Many AI tools support MCP servers:

  • Claude Code
  • Copilot CLI
  • Cursor
  • Custom agents

Typically you configure them like this:

{
  "mcpServers": {
    "example": {
      "command": "node",
      "args": ["server.js"]
    }
  }
}

After restarting the client, the tools become available to the AI agent.


#When Should You Build an MCP Server?

MCP servers are useful when you want AI agents to interact with:

  • your codebase
  • internal APIs
  • operational tooling
  • structured documentation
  • domain-specific systems

They allow you to turn existing systems into AI-accessible capabilities.


#Final Thoughts

The Model Context Protocol is rapidly becoming the standard integration layer for AI agents.

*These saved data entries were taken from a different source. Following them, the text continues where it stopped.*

PR #1762, opened 2019-07-23
Datastore multi namespace

### LINKED ISSUE #1289: Datastore , find some dynamic way to set namespace to support multi-tenant
I was speaking with Ray and he explained a use case based on REST repositories where the namespace (perhaps each customer is a tenant/namespace) is part of the request. 

Other than just for the REST example there could be other use cases. I've had at least one large user on Spanner asking for setting the namespace in a way that's more dynamic than just in application.properties. In spanner there isn't a namespace to set at all, but here at least there is one, so perhaps we should find a way to do it.

ChengyuanZhao:
fixes #1289 
adds multi-tenant support with namespace provider.


spring-cloud-gcp-autoconfigure/src/main/java/org/springframework/cloud/gcp/autoconfigure/datastore/GcpDatastoreAutoConfiguration.java
```diff
@@ -152,8 +162,16 @@ public DatastoreEntityConverter datastoreEntityConverter(DatastoreMappingContext
...
+	public DatastoreTemplate datastoreTemplate(Supplier<? extends DatastoreReaderWriter> datastore,
+			DatastoreMappingContext datastoreMappingContext,
 			DatastoreEntityConverter datastoreEntityConverter, ObjectToKeyFactory objectToKeyFactory) {
 		return new DatastoreTemplate(datastore, datastoreEntityConverter, datastoreMappingContext, objectToKeyFactory);
 	}
+
+	/**
+	 * This interface is the return type for the bean that provides namespaces.
+	 */
+	public interface NamespaceProvider extends Supplier<String> {
```
meltsufin: Maybe rename to `DatastoreNamespaceProvider` for clarity?

spring-cloud-gcp-autoconfigure/src/main/java/org/springframework/cloud/gcp/autoconfigure/datastore/GcpDatastoreAutoConfiguration.java
```diff
@@ -102,20 +105,27 @@
...
-			builder.setHost(this.host);
-		}
+	public NamespaceProvider namespaceProvider() {
+		return () -> this.namespace;
+	}
 
-		return builder.build().getService();
+	@Bean
+	@ConditionalOnMissingBean(value = Datastore.class, parameterizedContainer = Supplier.class)
+	public Supplier<Datastore> datastore(Supplier<String> namespaceProvider) {
```
meltsufin: I think you need to use `NamespaceProvider` here instead of `Supplier<String>` to avoid ambiguity with other `Supplier<String>` beans that might be in the application context.
In fact, is there anything wrong with using `NamespaceProvider` everywhere instead of `Supplier<String>`?

spring-cloud-gcp-autoconfigure/src/test/java/org/springframework/cloud/gcp/autoconfigure/datastore/GcpDatastoreAutoConfigurationTests.java
```diff
@@ -107,6 +111,12 @@ public void testDatastoreHealthIndicatorNotCreated() {
 				.isThrownBy(() -> context.getBean(DatastoreHealthIndicator.class)));
 	}
 
+	private Datastore getDatastoreBean(ApplicationContext context) {
```
meltsufin: Maybe this method should be in `DatastoreTemplate` for convenience, or is it too risky?

spring-cloud-gcp-autoconfigure/src/main/java/org/springframework/cloud/gcp/autoconfigure/datastore/GcpDatastoreAutoConfiguration.java
```diff
@@ -102,20 +105,27 @@
 
 	@Bean
 	@ConditionalOnMissingBean
-	public Datastore datastore() {
```
meltsufin: I'm worried that we breaking backwards compatibility because users won't be able to simply autowire a `Datastore` bean anymore. Can we conditionally create a `Datastore` bean if the default namespace provider is used?

spring-cloud-gcp-autoconfigure/src/test/java/org/springframework/cloud/gcp/autoconfigure/datastore/GcpDatastoreAutoConfigurationTests.java
ChengyuanZhao: This is just for tests actually (this is a test class)

spring-cloud-gcp-autoconfigure/src/main/java/org/springframework/cloud/gcp/autoconfigure/datastore/GcpDatastoreAutoConfiguration.java
ChengyuanZhao: Yes good catch. I made that new type and forgot to come back and replace it here.

spring-cloud-gcp-autoconfigure/src/main/java/org/springframework/cloud/gcp/autoconfigure/datastore/GcpDatastoreAutoConfiguration.java
ChengyuanZhao: My thinking here was the user could append `() -> ` to the front of the `Datastore`  custom bean they had previously. 

But to your point, I think we could still accept a `Datastore` bean. But I don't think we can make any assumptions about the namespace provider since the user may totally ignore it or use it in his own Datastore object.

ChengyuanZhao: Made change and added test. PTAL @meltsufin

spring-cloud-gcp-autoconfigure/src/main/java/org/springframework/cloud/gcp/autoconfigure/datastore/GcpDatastoreAutoConfiguration.java
ChengyuanZhao: changed

spring-cloud-gcp-autoconfigure/src/test/java/org/springframework/cloud/gcp/autoconfigure/datastore/GcpDatastoreAutoConfigurationTests.java
meltsufin: Yeah, I'm just suggesting to add this utility method to `DatastoreTemplate`.

ChengyuanZhao: Oh... For what purpose?

spring-cloud-gcp-autoconfigure/src/main/java/org/springframework/cloud/gcp/autoconfigure/datastore/GcpDatastoreAutoConfiguration.java
```diff
@@ -102,20 +106,31 @@
...
-		DatastoreOptions.Builder builder = DatastoreOptions.newBuilder()
-				.setProjectId(this.projectId)
-				.setHeaderProvider(new UserAgentHeaderProvider(this.getClass()))
-				.setCredentials(this.credentials);
-		if (this.namespace != null) {
-			builder.setNamespace(this.namespace);
-		}
+	public DatastoreNamespaceProvider namespaceProvider() {
```
meltsufin: Do we even need this default bean?

spring-cloud-gcp-autoconfigure/src/main/java/org/springframework/cloud/gcp/autoconfigure/datastore/GcpDatastoreAutoConfiguration.java
```diff
@@ -102,20 +106,31 @@
...
+		return () -> this.namespace;
+	}
 
-		if (this.host != null) {
-			builder.setHost(this.host);
+	@Bean
+	@ConditionalOnMissingBean(value = Datastore.class, parameterizedContainer = Supplier.class)
```
meltsufin: Can we make this `@ConditionalOnBean` `namespaceProvider`?

spring-cloud-gcp-autoconfigure/src/main/java/org/springframework/cloud/gcp/autoconfigure/datastore/GcpDatastoreAutoConfiguration.java
```diff
@@ -102,20 +106,31 @@
...
+	public Supplier<Datastore> datastoreSupplier(DatastoreNamespaceProvider namespaceProvider,
+			Optional<Datastore> datastore) {
```
meltsufin: I don't think `Optional` works the way you expect it here.
I think you need to use `org.springframework.beans.factory.ObjectProvider` instead.

spring-cloud-gcp-autoconfigure/src/main/java/org/springframework/cloud/gcp/autoconfigure/datastore/health/DatastoreHealthIndicator.java
```diff
@@ -32,28 +34,29 @@
...
  * @author Mike Eltsufin
+ * @author Chengyuan Zhao
  *
  * @since 1.2
  */
 @Component
 public class DatastoreHealthIndicator extends AbstractHealthIndicator {
 
-	private final Datastore datastore;
+	private final Supplier<Datastore> datastore;
```
meltsufin: This is a bit unfortunate because we will probably break other users' code in a similar way.

spring-cloud-gcp-autoconfigure/src/test/java/org/springframework/cloud/gcp/autoconfigure/datastore/GcpDatastoreAutoConfigurationTests.java
meltsufin: To avoid dealing with the provider.

ChengyuanZhao: I think it's ok. It's hard to misuse the supplier because it is of the wrong type unless you call .get() on it, which is the only method it has.

spring-cloud-gcp-autoconfigure/src/main/java/org/springframework/cloud/gcp/autoconfigure/datastore/GcpDatastoreAutoConfiguration.java
ChengyuanZhao: I don't think I'm following. Could you explain what you would put instead?

meltsufin: Nothing, just deal with the situation when `DatastoreNamespaceProvider` is not present.

spring-cloud-gcp-autoconfigure/src/main/java/org/springframework/cloud/gcp/autoconfigure/datastore/GcpDatastoreAutoConfiguration.java
ChengyuanZhao: If we did that wouldn't that mean there would be an error if the user also tried to define a bean of `Supplier<Datastore>` return type ?

spring-cloud-gcp-autoconfigure/src/main/java/org/springframework/cloud/gcp/autoconfigure/datastore/GcpDatastoreAutoConfiguration.java
ChengyuanZhao: Yes I can change, but I saw this post from STephan https://stackoverflow.com/questions/49044770/change-in-how-spring-5-handles-null-beans

He seems to be saying both can be used the same. I have some tests do confirm it's working as expected with Optional.

ChengyuanZhao: Just curious, what's the difference between the two?

spring-cloud-gcp-autoconfigure/src/main/java/org/springframework/cloud/gcp/autoconfigure/datastore/health/DatastoreHealthIndicator.java
ChengyuanZhao: If they were expecting to get a bean of Datastore directly, then yes we will break them :(

spring-cloud-gcp-autoconfigure/src/main/java/org/springframework/cloud/gcp/autoconfigure/datastore/GcpDatastoreAutoConfiguration.java
```diff
@@ -101,21 +105,28 @@
 	}
 
 	@Bean
-	@ConditionalOnMissingBean
-	public Datastore datastore() {
```
meltsufin: Can we keep this been conditional on `DatastoreNamespaceProvider` missing and `Supplier<Datastore>` missing?

.travis.yml
```diff
@@ -3,6 +3,7 @@ git:
   depth: 9999999
 jdk:
   - oraclejdk8
+dist: trusty
```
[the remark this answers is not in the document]
ChengyuanZhao: Yes I searched online and it seems the "dist" if you don't specify it is now "xenial" (or something spelled similar). People started running into the problem because that "dist" didn't work with oraclejdk8. People either  tried openjdk8 or said they changed the dist to "trusty".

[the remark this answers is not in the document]
ChengyuanZhao: image

docs/src/main/asciidoc/datastore.adoc
```diff
@@ -1299,6 +1299,23 @@ class SpringSecurityAuditorAware implements AuditorAware<User> {
...
+
+[source,java]
+----
+    @Bean
+    public NamespaceProvider namespaceProvider() {
+        // return custom Supplier of a namespace string.
+    }
+----
+
+The `NamespaceProvider` is a synonym for `Supplier<String>`.
```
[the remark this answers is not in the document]
ChengyuanZhao: fixed (in the code sample above too)

spring-cloud-gcp-autoconfigure/src/main/java/org/springframework/cloud/gcp/autoconfigure/datastore/GcpDatastoreAutoConfiguration.java
```diff
@@ -152,8 +163,16 @@ public DatastoreEntityConverter datastoreEntityConverter(DatastoreMappingContext
...
+	public DatastoreTemplate datastoreTemplate(Supplier<? extends DatastoreReaderWriter> datastore,
+			DatastoreMappingContext datastoreMappingContext,
 			DatastoreEntityConverter datastoreEntityConverter, ObjectToKeyFactory objectToKeyFactory) {
 		return new DatastoreTemplate(datastore, datastoreEntityConverter, datastoreMappingContext, objectToKeyFactory);
 	}
+
+	/**
+	 * This interface is the return type for the bean that provides namespaces.
+	 */
+	public interface DatastoreNamespaceProvider extends Supplier<String> {
```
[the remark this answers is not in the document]
ChengyuanZhao: I felt it could go either way. changed.

spring-cloud-gcp-autoconfigure/src/main/java/org/springframework/cloud/gcp/autoconfigure/datastore/GcpDatastoreAutoConfiguration.java
```diff
@@ -101,21 +105,28 @@
...
-		if (this.namespace != null) {
-			builder.setNamespace(this.namespace);
-		}
-
-		if (this.host != null) {
-			builder.setHost(this.host);
+	@ConditionalOnMissingBean(value = Datastore.class, parameterizedContainer = Supplier.class)
+	public Supplier<Datastore> datastoreSupplier(ObjectProvider<DatastoreNamespaceProvider> namespaceProvider,
+			ObjectProvider<Datastore> datastore) {
+		if (datastore.getIfAvailable() != null) {
```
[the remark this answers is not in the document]
ChengyuanZhao: Would be nice right? but there is no such `isAvailable` function.

Also there does NOT need to be an exception if neither are configured. That's a totally valid usecase and is probably the most common: using Cloud Datastore's default namespace.

spring-cloud-gcp-autoconfigure/src/main/java/org/springframework/cloud/gcp/autoconfigure/datastore/GcpDatastoreAutoConfiguration.java
ChengyuanZhao: Based on the highlighting on github I'm not clear on what line you're referring to. 

There is no longer a bean for `Datastore` at all.

spring-cloud-gcp-autoconfigure/src/main/java/org/springframework/cloud/gcp/autoconfigure/datastore/GcpDatastoreAutoConfiguration.java
```diff
@@ -101,21 +106,34 @@
...
-				.setCredentials(this.credentials);
-		if (this.namespace != null) {
-			builder.setNamespace(this.namespace);
-		}
-
-		if (this.host != null) {
-			builder.setHost(this.host);
+	@ConditionalOnMissingBean(value = Datastore.class, parameterizedContainer = Supplier.class)
+	public Supplier<Datastore> datastoreSupplier(
+			ObjectProvider<org.springframework.cloud.gcp.autoconfigure.datastore.DatastoreNamespaceProvider> namespaceProvider,
```
dmitry-s: why the fully qualified name? is there another DatastoreNamespaceProvider?

ChengyuanZhao: fixed!

.travis.yml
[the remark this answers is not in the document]
meltsufin: Got it.

spring-cloud-gcp-autoconfigure/src/main/java/org/springframework/cloud/gcp/autoconfigure/datastore/GcpDatastoreAutoConfiguration.java
meltsufin: Why? Could it still be also conditional on `Supplier<Datastore>` missing?

spring-cloud-gcp-autoconfigure/src/main/java/org/springframework/cloud/gcp/autoconfigure/datastore/GcpDatastoreAutoConfiguration.java
meltsufin: I'm suggesting to bring it back.

ChengyuanZhao: I don't understand.. why bring it back if we're not gonna return a real client in there? Isn't this the same exact situation as the default namespace provider?

ChengyuanZhao: I'm trying to get this to work but I'm running into this issue: 

Because the `Supplier<Datastore>` bean has a `Datastore` param, it causes whatever `Datastore` bean I make to be picked up. The problem is if the user defines his own NamespaceProvider, then I must throw an exception if he tries to request a Datastore instance (since it wouldn't use his namespaceprovider). However that exception gets thrown because the param of the `Supplier<Datastore>` causes that `Datastore` bean to get created. 

I also don't think there's a way to remove the `Datastore` param from the `Supplier<Datastore>` bean because we need to use it if the user defined a `Datastore` himself.

ChengyuanZhao: @meltsufin

spring-cloud-gcp-data-datastore/src/main/java/org/springframework/cloud/gcp/data/datastore/core/util/CachingDatastoreProvider.java
```diff
@@ -0,0 +1,57 @@
...
+	private final Supplier<A> inputProvider;
+
+	private final Function<A, Datastore> producer;
+
+	/**
+	 * Constructor.
+	 * @param inputProvider the provider that gives inputs for each Datstore client .
+	 * @param producer the function that returns products of this provider given inputs.
+	 */
+	public CachingDatastoreProvider(Supplier<A> inputProvider, Function<A, Datastore> producer) {
```
meltsufin: I think this is too generic. Maybe just pass in everything you need to build a Datastore client: namespace provider, properties, etc.

spring-cloud-gcp-autoconfigure/src/main/java/org/springframework/cloud/gcp/autoconfigure/datastore/GcpDatastoreAutoConfiguration.java
```diff
@@ -101,21 +106,34 @@
...
-		return builder.build().getService();
+		return new CachingDatastoreProvider<>(
+				namespaceProvider.getIfAvailable() == null ? () -> this.namespace : namespaceProvider.getIfAvailable(),
+				namespace -> {
+			DatastoreOptions.Builder builder = DatastoreOptions.newBuilder()
+					.setProjectId(this.projectId)
+					.setHeaderProvider(new UserAgentHeaderProvider(this.getClass()))
+					.setCredentials(this.credentials);
+			if (namespace != null) {
+				builder.setNamespace(namespace);
```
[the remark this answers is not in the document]
ChengyuanZhao: I don't think so. Originally we allowed them to provide a Datastore client all on their own and that could completely ignore the properties. In fact we do this in every single module.

spring-cloud-gcp-autoconfigure/src/main/java/org/springframework/cloud/gcp/autoconfigure/datastore/GcpDatastoreAutoConfiguration.java
```diff
@@ -101,21 +106,34 @@
...
+								"Only one can be configured.");
+			});
+			return () -> datastore.getIfAvailable();
 		}
-
-		return builder.build().getService();
+		return new CachingDatastoreProvider<>(
+				namespaceProvider.getIfAvailable() == null ? () -> this.namespace : namespaceProvider.getIfAvailable(),
+				namespace -> {
+			DatastoreOptions.Builder builder = DatastoreOptions.newBuilder()
```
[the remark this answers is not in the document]
ChengyuanZhao: Not exactly true. This logic here *only deals with utilizing a custom namespace* whereas the `CachingDatastoreProvider` can be used with any combination of input settings. What nails `CachingDatastoreProvider` to Datastore is the `Datastore` type.

spring-cloud-gcp-data-datastore/src/main/java/org/springframework/cloud/gcp/data/datastore/core/util/CachingDatastoreProvider.java
ChengyuanZhao: Should I just name this `CachingDatastoreNamespaceProvider`? That logic that you mentioned above only deals with custom namespaces and not any other setting that could go into a Datastore client.

spring-cloud-gcp-autoconfigure/src/main/java/org/springframework/cloud/gcp/autoconfigure/datastore/GcpDatastoreAutoConfiguration.java
ChengyuanZhao: @meltsufin I don't follow. The issue isn't the return type of `Supplier<Datastore>`. The issue is that one of the params for that bean is a `Datastore`.

docs/src/main/asciidoc/datastore.adoc
```diff
@@ -1299,6 +1299,23 @@ class SpringSecurityAuditorAware implements AuditorAware<User> {
 
 You can also set a custom provider for properties annotated `@LastModifiedDate` by providing a bean for `DateTimeProvider` and providing the bean name to `@EnableDatastoreAuditing(dateTimeProviderRef = "customDateTimeProviderBean")`.
 
+=== Partitioning Data by Namespace
+
+You can https://cloud.google.com/datastore/docs/concepts/multitenancy[partition your data by using more than one namespace].
+This is the recommended method for multi-tenancy in Cloud Datastore.
```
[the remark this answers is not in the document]
ChengyuanZhao: Yes good point. Done.

spring-cloud-gcp-autoconfigure/src/main/java/org/springframework/cloud/gcp/autoconfigure/datastore/GcpDatastoreAutoConfiguration.java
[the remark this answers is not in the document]
ChengyuanZhao: I gave this try and there is a sticking point.

there are references to `this.projectid, this.credentials, this.host`. These three things felt strange to pass into the `CachingDatastoreProvider` since it lives in the Spring Data Datastore module instead of in autoconfig here. 

I don't want to  move `CachingDatastoreProvider` to the auto-config module because its behavior is something I want to verify in DatastoreTemplateTests (I have a unit test there that makes sure the correct clients are being used by template operations).

meltsufin:
Maybe something like this?
https://github.com/spring-cloud/spring-cloud-gcp/commit/76a313c3338353b174c710069c5a53ef6e3a39bb

ChengyuanZhao:
@meltsufin thank you for that hint! I didn't know `@ConditionalOnMissingBean` could actually take an array of other types (i thought it only meant the single return type to which it's annotated). 

I think it all works as expected now!

spring-cloud-gcp-autoconfigure/src/main/java/org/springframework/cloud/gcp/autoconfigure/datastore/DatastoreTransactionManagerAutoConfiguration.java
```diff
@@ -47,11 +49,11 @@
 	@Configuration
 	static class DatastoreTransactionManagerConfiguration {
 
-		private final Datastore datastore;
+		private final Supplier<Datastore> datastore;
```
meltsufin: Since we now have `DatastoreProvider`, should we just use it everywhere in place of `Supplier<Datastore>`?

spring-cloud-gcp-autoconfigure/src/main/java/org/springframework/cloud/gcp/autoconfigure/datastore/GcpDatastoreAutoConfiguration.java
```diff
@@ -102,20 +107,25 @@
...
+		if (datastoreProvider.getIfAvailable() != null) {
+			namespaceProvider.ifAvailable(unused -> {
+				throw new DatastoreDataException(
+						"A Datastore namespace provider and Datastore client were both configured. " +
+								"Only one can be configured.");
+			});
+			return datastoreProvider::getIfAvailable;
 		}
+		return getDatastoreProvider(
+				namespaceProvider.getIfAvailable() == null ? () -> this.namespace : namespaceProvider.getIfAvailable());
```
meltsufin: I think you can simplify this line, if you change the order of the beans like this:

```java
	@Bean
	@ConditionalOnMissingBean({ Datastore.class, DatastoreNamespaceProvider.class })
	public Datastore datastore() {
		return getDatastore(this.namespace);
	}

	@Bean
	@ConditionalOnMissingBean
	public DatastoreProvider datastoreSupplier(
			ObjectProvider<DatastoreNamespaceProvider> namespaceProvider,
			ObjectProvider<Datastore> datastoreProvider) {
		if (datastoreProvider.getIfAvailable() != null) {
			namespaceProvider.ifAvailable(unused -> {
				throw new DatastoreDataException(
						"A Datastore namespace provider and Datastore client were both configured. " +
								"Only one can be configured.");
			});
			return datastoreProvider::getIfAvailable;
		}
		return getDatastoreProvider(namespaceProvider.getIfAvailable());
	}
```

There would be no way to end up here with `namespaceProvider` not existing.

ChengyuanZhao: completed!

spring-cloud-gcp-autoconfigure/src/main/java/org/springframework/cloud/gcp/autoconfigure/datastore/DatastoreTransactionManagerAutoConfiguration.java
ChengyuanZhao: Yes good point, fixed.

spring-cloud-gcp-data-datastore/src/main/java/org/springframework/cloud/gcp/data/datastore/core/DatastoreTransactionManager.java
```diff
@@ -45,9 +46,9 @@
  * @since 1.1
  */
 public class DatastoreTransactionManager extends AbstractPlatformTransactionManager {
-	private final Datastore datastore;
+	private final Supplier<Datastore> datastore;
```
meltsufin: `DatastoreProvider`?

spring-cloud-gcp-data-datastore/src/main/java/org/springframework/cloud/gcp/data/datastore/core/DatastoreTransactionManager.java
```diff
@@ -45,9 +46,9 @@
...
 
-	public DatastoreTransactionManager(final Datastore datastore) {
+	public DatastoreTransactionManager(final Supplier<Datastore> datastore) {
```
meltsufin: `DatastoreProvider`?

spring-cloud-gcp-data-datastore/src/main/java/org/springframework/cloud/gcp/data/datastore/core/convert/DatastoreServiceObjectToKeyFactory.java
```diff
@@ -37,16 +39,16 @@
  */
 public class DatastoreServiceObjectToKeyFactory implements ObjectToKeyFactory {
 
-	private final Datastore datastore;
+	private final Supplier<Datastore> datastore;
```
meltsufin: `DatastoreProvider`

spring-cloud-gcp-data-datastore/src/main/java/org/springframework/cloud/gcp/data/datastore/core/convert/DatastoreServiceObjectToKeyFactory.java
```diff
@@ -37,16 +39,16 @@
...
 
-	public DatastoreServiceObjectToKeyFactory(Datastore datastore) {
+	public DatastoreServiceObjectToKeyFactory(Supplier<Datastore> datastore) {
```
meltsufin: `DatastoreProvider`

spring-cloud-gcp-autoconfigure/src/main/java/org/springframework/cloud/gcp/autoconfigure/datastore/GcpDatastoreAutoConfiguration.java
```diff
@@ -101,21 +106,25 @@
...
-			builder.setNamespace(this.namespace);
-		}
+		return getDatastore(this.namespace);
+	}
 
-		if (this.host != null) {
-			builder.setHost(this.host);
+	@Bean
+	@ConditionalOnMissingBean
+	public DatastoreProvider datastoreSupplier(
```
meltsufin:
```suggestion
	public DatastoreProvider datastoreProvider(
```

spring-cloud-gcp-autoconfigure/src/main/java/org/springframework/cloud/gcp/autoconfigure/datastore/GcpDatastoreAutoConfiguration.java
```diff
@@ -101,21 +106,25 @@
 	}
 
 	@Bean
-	@ConditionalOnMissingBean
+	@ConditionalOnMissingBean({ Datastore.class, DatastoreNamespaceProvider.class })
```
meltsufin: Oh, probably also need on missing `DatastoreProvider.class`.

ChengyuanZhao: Fixed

Instead of building bespoke integrations for every tool and model, you can:

  1. Implement an MCP server
  2. Expose tools and resources
  3. Let any compatible AI client use them

As AI-driven development workflows become more common, MCP servers will likely become a core part of modern developer infrastructure.

If you're building AI automation, start with one simple MCP server. You'll quickly discover how powerful it is to give models structured access to your tools and systems.